The resulting story hangs on the bare bones of Sanctum, but is a very different beast with a greater reliance on the horror/action thriller movie template, but unfurling at a very leisurely pace. It’s good overall, but some aspects are clumsy, among them the inclusion of the two reporters. There’s no reason for them to be lesbians, and characterising them as such is unconvincing as inclusion, not least because they’re never named beyond Ms Ledoux and Mariam. They serve a narrative purpose in the early stages of the book, and are then all-but forgotten for the remainder until Mariam is needed in the final thirty pages. It’s also problematical when scenes set in the past have a greater emotional weight than many of those set in the present despite the care taken to characterise the submarine’s crew.

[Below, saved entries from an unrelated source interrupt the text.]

PR #11528, opened 2024-04-27
Update DistributionInfo.json Kali Linux Arm

crramirez:
Kali Linux does include an ARM build in the bundle, so it should be shown to users of ARM devices


benhillis (approved):
nice catch, thanks!

PR #11815, opened 2024-07-19
Update missing logs automatic message to mention collecting networking logs

CatalinFetoiu:
When a github issue is created without logs, an automatic message is posted asking the user to collect logs.

The PR updates this message to mention that for networking issue, the networking logs script should be used


benhillis (approved):

keith-horton (approved):
Thanks!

Having built up the plot professionally, Betbeder’s conclusion is disappointing. It differs from Sanctum, and it ties together what appeared only mildly related plot threads, so is unpredictable, but it induces a shrug of the shoulders rather than gasps of astonishment, and as it takes 550 pages to reach that point there should be an expectation of far more.

Sanctum was a tense and delicately plotted slab of excitement, and digging deeper into the detail while diminishing other elements produces a lesser work.